= Task instructions =
Report the number of lines in the data where the word "batches" appears, and add no other text.

++++ Data to examine ++++

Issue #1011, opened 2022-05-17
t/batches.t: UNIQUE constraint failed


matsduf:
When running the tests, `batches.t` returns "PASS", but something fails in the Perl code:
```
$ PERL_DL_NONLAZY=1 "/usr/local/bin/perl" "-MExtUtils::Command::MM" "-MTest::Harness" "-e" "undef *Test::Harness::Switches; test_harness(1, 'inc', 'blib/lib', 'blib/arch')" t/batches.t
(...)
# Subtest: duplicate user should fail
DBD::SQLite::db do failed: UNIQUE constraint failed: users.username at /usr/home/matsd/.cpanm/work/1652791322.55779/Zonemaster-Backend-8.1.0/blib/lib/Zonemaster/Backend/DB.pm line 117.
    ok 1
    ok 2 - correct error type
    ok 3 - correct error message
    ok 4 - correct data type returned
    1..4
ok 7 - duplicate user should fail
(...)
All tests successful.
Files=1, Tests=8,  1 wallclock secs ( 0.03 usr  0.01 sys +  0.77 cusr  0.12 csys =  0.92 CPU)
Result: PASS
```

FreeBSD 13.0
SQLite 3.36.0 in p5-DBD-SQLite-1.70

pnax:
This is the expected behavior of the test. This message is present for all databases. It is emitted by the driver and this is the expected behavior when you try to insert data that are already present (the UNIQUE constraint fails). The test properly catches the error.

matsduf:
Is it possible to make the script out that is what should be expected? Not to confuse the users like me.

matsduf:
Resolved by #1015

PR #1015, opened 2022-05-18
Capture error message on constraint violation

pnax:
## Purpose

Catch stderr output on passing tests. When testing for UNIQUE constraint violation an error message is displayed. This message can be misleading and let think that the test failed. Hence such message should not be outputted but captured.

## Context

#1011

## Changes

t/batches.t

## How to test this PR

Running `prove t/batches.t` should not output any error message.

++++

= Answer area =
5